ASSIGNMENT | Scan the entries below for the word "issues" and copy every line where it turns up.

SOURCE RECORDS |
#####
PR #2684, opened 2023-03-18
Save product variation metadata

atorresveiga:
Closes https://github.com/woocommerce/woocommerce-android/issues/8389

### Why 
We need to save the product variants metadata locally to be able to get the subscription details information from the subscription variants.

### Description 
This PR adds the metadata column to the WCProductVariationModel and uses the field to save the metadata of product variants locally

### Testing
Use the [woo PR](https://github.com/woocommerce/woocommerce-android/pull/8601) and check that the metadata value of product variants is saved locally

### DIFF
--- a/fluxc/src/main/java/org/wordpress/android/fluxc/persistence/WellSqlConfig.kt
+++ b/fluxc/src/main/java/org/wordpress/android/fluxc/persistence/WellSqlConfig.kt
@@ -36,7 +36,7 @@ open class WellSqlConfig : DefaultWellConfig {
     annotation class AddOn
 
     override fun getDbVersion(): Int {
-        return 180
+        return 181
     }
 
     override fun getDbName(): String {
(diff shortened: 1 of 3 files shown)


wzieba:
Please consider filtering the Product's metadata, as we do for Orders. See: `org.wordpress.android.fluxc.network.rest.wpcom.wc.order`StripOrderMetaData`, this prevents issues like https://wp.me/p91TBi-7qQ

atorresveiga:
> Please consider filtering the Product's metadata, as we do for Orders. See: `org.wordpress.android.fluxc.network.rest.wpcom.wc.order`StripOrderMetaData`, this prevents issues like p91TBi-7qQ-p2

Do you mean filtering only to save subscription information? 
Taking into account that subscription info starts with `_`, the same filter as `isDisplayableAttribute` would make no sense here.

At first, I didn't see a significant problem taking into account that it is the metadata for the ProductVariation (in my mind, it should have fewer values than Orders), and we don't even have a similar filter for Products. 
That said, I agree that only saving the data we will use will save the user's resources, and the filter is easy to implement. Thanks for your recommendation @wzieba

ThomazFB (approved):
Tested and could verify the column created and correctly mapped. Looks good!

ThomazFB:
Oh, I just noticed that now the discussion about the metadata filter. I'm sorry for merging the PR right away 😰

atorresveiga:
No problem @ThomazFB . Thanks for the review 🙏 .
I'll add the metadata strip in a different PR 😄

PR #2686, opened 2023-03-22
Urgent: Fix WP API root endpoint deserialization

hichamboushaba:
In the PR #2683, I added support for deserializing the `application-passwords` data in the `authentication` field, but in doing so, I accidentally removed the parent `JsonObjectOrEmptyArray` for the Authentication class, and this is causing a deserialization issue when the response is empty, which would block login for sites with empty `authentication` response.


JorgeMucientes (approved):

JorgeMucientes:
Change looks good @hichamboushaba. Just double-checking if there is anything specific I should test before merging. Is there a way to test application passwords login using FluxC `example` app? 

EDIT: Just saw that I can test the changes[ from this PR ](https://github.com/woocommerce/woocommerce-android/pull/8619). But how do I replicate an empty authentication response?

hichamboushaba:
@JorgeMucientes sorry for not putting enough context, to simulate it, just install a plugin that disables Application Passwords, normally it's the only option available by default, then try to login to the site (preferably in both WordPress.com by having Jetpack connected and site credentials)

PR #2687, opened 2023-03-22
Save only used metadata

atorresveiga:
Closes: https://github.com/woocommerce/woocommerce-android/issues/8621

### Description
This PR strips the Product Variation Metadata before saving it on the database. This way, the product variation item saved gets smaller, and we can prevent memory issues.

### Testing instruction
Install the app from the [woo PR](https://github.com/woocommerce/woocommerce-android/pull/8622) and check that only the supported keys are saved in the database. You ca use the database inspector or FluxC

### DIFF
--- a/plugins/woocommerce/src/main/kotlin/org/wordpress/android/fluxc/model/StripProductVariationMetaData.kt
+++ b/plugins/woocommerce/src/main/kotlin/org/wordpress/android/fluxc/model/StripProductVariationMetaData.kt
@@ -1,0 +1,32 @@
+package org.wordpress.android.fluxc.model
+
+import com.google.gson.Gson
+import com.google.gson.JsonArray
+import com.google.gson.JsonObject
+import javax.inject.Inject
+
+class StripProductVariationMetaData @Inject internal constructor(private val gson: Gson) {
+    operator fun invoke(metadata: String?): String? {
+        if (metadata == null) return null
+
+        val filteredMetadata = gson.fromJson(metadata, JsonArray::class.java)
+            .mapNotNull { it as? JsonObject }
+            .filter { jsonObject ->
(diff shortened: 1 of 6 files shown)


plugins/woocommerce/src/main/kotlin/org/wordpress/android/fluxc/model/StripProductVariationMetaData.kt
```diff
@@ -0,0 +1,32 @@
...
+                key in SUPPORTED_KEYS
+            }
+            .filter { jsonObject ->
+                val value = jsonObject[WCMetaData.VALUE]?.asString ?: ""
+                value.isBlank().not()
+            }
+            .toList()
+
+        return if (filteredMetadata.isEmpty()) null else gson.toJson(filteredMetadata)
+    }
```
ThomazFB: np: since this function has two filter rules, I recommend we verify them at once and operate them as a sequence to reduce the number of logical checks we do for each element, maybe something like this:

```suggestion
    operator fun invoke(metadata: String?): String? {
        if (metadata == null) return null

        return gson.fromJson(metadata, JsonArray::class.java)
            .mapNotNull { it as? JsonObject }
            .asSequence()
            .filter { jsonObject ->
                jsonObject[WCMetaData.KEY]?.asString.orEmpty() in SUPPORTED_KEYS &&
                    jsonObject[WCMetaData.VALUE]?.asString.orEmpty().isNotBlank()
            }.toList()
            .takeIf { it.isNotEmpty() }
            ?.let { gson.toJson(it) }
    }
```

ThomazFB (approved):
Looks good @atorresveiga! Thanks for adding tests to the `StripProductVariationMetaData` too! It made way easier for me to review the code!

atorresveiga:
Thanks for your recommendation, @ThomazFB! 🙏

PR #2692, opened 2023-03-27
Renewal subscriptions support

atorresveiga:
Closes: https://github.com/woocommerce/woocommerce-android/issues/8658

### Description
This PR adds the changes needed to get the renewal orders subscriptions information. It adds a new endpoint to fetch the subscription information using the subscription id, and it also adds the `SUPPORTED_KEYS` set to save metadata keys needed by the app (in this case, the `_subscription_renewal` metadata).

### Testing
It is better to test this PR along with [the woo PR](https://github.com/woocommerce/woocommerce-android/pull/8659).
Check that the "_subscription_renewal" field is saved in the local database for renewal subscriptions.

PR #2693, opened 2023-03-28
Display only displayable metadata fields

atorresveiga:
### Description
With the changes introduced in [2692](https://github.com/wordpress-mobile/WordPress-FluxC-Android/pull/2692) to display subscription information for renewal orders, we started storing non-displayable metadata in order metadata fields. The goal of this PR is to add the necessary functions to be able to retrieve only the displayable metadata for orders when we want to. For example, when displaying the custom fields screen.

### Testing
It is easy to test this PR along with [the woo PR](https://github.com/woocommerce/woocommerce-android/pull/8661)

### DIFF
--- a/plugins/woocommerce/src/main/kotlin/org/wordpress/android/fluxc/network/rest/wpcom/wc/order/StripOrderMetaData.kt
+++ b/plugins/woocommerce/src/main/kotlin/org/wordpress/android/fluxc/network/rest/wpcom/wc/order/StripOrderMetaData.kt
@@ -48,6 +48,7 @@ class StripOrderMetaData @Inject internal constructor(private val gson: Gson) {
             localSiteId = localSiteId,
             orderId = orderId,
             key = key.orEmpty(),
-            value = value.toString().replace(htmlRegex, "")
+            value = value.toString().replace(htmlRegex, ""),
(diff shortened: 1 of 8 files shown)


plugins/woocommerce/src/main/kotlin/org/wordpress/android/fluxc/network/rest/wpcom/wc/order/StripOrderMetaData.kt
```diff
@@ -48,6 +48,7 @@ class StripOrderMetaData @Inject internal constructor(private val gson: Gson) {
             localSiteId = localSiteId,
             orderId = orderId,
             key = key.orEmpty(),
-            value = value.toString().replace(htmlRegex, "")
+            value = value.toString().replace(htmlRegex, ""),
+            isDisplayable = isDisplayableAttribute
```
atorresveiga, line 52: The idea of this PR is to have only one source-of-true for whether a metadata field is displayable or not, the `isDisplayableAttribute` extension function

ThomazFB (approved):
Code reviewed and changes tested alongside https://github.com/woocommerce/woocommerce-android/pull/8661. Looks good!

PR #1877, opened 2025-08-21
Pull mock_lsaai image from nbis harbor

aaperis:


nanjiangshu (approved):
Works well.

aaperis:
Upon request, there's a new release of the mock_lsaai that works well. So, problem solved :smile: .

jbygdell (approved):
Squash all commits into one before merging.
#####
REPLY |
Closes https://github.com/woocommerce/woocommerce-android/issues/8389
Please consider filtering the Product's metadata, as we do for Orders. See: `org.wordpress.android.fluxc.network.rest.wpcom.wc.order`StripOrderMetaData`, this prevents issues like https://wp.me/p91TBi-7qQ
> Please consider filtering the Product's metadata, as we do for Orders. See: `org.wordpress.android.fluxc.network.rest.wpcom.wc.order`StripOrderMetaData`, this prevents issues like p91TBi-7qQ-p2
Closes: https://github.com/woocommerce/woocommerce-android/issues/8621
This PR strips the Product Variation Metadata before saving it on the database. This way, the product variation item saved gets smaller, and we can prevent memory issues.
Closes: https://github.com/woocommerce/woocommerce-android/issues/8658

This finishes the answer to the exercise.